Your job with the data below: print everything from the line that holds "Issue #127, opened 2021-01-29" down to the line that holds "An alternative to", ends included, exactly, and nothing else.

Entries supplied:
· · ·
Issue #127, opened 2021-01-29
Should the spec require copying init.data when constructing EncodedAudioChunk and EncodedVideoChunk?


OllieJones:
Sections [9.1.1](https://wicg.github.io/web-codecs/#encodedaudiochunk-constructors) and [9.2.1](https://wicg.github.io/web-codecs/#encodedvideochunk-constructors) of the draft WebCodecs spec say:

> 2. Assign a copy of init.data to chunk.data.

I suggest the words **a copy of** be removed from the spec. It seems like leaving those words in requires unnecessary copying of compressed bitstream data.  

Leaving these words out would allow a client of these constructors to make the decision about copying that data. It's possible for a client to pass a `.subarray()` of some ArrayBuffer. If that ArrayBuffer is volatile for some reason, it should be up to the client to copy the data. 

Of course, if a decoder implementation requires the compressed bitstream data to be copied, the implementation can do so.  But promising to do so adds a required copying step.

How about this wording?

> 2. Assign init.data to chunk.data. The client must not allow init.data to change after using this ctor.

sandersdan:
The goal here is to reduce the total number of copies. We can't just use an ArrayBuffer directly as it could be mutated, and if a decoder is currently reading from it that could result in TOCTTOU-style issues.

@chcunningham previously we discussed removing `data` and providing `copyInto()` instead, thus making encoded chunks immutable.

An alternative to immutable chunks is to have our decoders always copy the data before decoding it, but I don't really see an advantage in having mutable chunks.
· · ·
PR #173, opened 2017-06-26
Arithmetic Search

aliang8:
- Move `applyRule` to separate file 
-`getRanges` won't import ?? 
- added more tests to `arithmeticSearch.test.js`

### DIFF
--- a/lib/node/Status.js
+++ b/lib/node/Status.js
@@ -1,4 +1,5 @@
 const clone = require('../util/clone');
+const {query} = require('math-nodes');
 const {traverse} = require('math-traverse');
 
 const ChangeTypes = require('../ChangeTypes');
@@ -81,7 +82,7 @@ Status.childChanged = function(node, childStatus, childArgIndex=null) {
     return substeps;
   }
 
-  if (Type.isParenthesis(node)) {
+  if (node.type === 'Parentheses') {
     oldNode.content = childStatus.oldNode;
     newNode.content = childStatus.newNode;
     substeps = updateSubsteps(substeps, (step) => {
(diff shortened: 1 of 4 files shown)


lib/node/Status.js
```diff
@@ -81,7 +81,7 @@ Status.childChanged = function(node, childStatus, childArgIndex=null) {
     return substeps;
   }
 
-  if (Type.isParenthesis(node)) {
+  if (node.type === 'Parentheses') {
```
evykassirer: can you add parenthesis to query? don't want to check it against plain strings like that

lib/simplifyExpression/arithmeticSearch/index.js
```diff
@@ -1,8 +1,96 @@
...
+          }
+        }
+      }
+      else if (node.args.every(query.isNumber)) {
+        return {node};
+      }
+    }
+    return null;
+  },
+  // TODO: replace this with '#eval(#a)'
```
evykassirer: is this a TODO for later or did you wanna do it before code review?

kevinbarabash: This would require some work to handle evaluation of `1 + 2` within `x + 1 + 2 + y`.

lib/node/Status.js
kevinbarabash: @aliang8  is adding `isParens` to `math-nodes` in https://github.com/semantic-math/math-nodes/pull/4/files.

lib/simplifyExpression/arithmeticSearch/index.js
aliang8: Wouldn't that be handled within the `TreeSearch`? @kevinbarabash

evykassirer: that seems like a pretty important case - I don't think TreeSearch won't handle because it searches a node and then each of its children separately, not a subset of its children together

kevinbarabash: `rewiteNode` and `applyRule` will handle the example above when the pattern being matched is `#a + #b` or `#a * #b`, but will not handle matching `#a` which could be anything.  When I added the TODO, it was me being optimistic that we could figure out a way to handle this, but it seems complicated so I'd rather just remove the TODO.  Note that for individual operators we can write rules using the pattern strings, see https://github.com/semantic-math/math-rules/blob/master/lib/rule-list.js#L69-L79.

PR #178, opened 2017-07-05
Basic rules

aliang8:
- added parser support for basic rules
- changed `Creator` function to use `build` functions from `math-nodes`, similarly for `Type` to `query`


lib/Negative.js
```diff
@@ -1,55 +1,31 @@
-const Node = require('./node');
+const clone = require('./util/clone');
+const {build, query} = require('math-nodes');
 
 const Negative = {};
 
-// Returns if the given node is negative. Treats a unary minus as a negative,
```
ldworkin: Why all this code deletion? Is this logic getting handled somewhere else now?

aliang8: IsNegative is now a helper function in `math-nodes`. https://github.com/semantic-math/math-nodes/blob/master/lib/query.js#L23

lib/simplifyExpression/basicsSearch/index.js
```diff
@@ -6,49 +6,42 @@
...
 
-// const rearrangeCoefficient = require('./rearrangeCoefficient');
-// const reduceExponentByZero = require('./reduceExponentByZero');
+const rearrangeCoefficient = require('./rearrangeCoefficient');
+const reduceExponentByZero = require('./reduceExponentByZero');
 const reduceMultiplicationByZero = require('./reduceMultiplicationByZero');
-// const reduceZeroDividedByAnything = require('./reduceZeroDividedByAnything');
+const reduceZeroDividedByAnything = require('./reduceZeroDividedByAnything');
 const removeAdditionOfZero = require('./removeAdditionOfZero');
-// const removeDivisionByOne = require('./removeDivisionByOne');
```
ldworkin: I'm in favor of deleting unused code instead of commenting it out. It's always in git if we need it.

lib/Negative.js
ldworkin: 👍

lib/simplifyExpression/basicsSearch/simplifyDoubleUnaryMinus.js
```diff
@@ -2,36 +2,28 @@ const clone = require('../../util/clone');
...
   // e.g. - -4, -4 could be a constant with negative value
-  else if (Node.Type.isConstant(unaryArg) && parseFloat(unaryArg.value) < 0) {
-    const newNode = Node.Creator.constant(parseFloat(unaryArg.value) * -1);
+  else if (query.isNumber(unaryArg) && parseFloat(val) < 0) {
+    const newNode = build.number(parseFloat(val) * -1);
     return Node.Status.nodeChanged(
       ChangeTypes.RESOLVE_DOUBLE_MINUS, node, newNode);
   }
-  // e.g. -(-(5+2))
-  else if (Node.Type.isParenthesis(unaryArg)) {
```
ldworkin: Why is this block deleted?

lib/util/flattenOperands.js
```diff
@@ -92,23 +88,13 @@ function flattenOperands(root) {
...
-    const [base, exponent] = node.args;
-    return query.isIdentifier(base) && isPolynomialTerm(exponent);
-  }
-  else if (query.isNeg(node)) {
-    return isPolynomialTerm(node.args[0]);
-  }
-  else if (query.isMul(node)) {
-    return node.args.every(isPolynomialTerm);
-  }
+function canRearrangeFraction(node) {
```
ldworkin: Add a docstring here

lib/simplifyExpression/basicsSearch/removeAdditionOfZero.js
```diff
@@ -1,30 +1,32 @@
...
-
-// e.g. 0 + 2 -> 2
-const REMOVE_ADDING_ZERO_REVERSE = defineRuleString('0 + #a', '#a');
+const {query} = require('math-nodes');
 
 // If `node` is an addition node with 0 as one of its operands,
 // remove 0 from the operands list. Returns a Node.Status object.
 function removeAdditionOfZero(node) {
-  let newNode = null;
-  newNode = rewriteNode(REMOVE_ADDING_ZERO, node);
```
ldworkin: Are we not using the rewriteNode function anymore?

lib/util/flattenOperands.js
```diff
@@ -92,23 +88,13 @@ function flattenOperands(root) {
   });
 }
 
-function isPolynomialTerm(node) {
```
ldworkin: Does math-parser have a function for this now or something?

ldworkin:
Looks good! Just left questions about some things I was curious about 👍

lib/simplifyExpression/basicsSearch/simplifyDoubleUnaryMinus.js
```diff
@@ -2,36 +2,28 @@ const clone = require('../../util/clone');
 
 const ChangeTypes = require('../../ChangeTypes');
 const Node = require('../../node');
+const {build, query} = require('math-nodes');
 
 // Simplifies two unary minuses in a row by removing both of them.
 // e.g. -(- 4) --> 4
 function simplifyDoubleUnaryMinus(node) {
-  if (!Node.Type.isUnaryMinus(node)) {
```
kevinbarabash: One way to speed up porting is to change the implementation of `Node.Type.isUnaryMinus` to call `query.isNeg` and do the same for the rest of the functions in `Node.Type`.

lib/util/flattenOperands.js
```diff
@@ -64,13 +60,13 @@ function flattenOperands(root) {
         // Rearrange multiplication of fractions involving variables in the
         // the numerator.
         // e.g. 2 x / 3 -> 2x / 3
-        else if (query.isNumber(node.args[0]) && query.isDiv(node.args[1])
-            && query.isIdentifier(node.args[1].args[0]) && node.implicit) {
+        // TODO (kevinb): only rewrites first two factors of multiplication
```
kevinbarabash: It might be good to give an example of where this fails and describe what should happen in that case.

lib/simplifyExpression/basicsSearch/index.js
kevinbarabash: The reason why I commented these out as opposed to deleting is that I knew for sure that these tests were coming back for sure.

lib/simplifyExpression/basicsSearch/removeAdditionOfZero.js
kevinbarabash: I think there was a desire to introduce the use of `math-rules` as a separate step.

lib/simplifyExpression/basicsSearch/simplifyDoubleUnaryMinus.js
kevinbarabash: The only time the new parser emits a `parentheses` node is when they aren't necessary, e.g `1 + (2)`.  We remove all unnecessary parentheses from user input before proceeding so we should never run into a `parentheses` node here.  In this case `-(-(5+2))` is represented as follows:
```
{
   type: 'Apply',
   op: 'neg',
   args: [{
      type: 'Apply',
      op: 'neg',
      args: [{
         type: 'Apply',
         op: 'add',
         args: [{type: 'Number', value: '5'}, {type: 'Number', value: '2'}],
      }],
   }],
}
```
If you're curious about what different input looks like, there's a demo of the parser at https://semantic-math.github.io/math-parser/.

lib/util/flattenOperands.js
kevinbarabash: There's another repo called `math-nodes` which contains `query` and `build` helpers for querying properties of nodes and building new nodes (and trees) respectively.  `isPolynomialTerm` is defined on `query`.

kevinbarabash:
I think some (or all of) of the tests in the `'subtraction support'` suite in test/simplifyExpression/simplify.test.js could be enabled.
· · ·
Solved problem:
Issue #127, opened 2021-01-29
Should the spec require copying init.data when constructing EncodedAudioChunk and EncodedVideoChunk?


OllieJones:
Sections [9.1.1](https://wicg.github.io/web-codecs/#encodedaudiochunk-constructors) and [9.2.1](https://wicg.github.io/web-codecs/#encodedvideochunk-constructors) of the draft WebCodecs spec say:

> 2. Assign a copy of init.data to chunk.data.

I suggest the words **a copy of** be removed from the spec. It seems like leaving those words in requires unnecessary copying of compressed bitstream data.  

Leaving these words out would allow a client of these constructors to make the decision about copying that data. It's possible for a client to pass a `.subarray()` of some ArrayBuffer. If that ArrayBuffer is volatile for some reason, it should be up to the client to copy the data. 

Of course, if a decoder implementation requires the compressed bitstream data to be copied, the implementation can do so.  But promising to do so adds a required copying step.

How about this wording?

> 2. Assign init.data to chunk.data. The client must not allow init.data to change after using this ctor.

sandersdan:
The goal here is to reduce the total number of copies. We can't just use an ArrayBuffer directly as it could be mutated, and if a decoder is currently reading from it that could result in TOCTTOU-style issues.

@chcunningham previously we discussed removing `data` and providing `copyInto()` instead, thus making encoded chunks immutable.

An alternative to immutable chunks is to have our decoders always copy the data before decoding it, but I don't really see an advantage in having mutable chunks.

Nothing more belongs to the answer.